No Brasil, o Ibovespa encerrou a segunda-feira praticamente estável, aos 178 mil pontos, em um pregão marcado por forças opostas. A queda dos juros futuros ofereceu algum suporte ao mercado acionário, mas o recuo das principais empresas ligadas a commodities impediu um avanço mais consistente.

As ações da Petrobras caíram 0,85%, acompanhando a baixa do petróleo após a trégua temporária entre Estados Unidos e Irã, enquanto a Vale recuou 2,15%, pressionada pela desvalorização do minério de ferro e pelas dúvidas persistentes em relação à demanda chinesa. Em contrapartida, a valorização dos grandes bancos ajudou a limitar as perdas do índice.
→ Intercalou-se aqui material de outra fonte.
PR #966, opened 2022-04-19
container rename support

strzinek:
Allow to rename a container, if it is not running or paused.

There is an issue with container not being refreshed after renamed, as no rename event is fired. This should be fixed in podman v4.1 according to https://github.com/containers/podman/issues/13919

### DIFF
--- a/src/ContainerRenameModal.jsx
+++ b/src/ContainerRenameModal.jsx
@@ -1,0 +1,103 @@
+import React, { useState } from 'react';
+import {
+    Button,
+    Form, FormGroup,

Nesta terça-feira, as atenções se concentram no início da reunião do Copom, na divulgação da produção industrial de junho e no balanço do Itaú Unibanco. A expectativa amplamente majoritária é de um corte de 0,25 ponto percentual na Selic, para 14% ao ano, mas o foco do mercado estará sobretudo na comunicação do Banco Central sobre os próximos passos. A melhora recente da inflação, a desaceleração da atividade e a queda do petróleo abriram espaço para a discussão de uma nova redução da taxa, para 13,75% em setembro, cenário que já passou a ser incorporado pelo Boletim Focus.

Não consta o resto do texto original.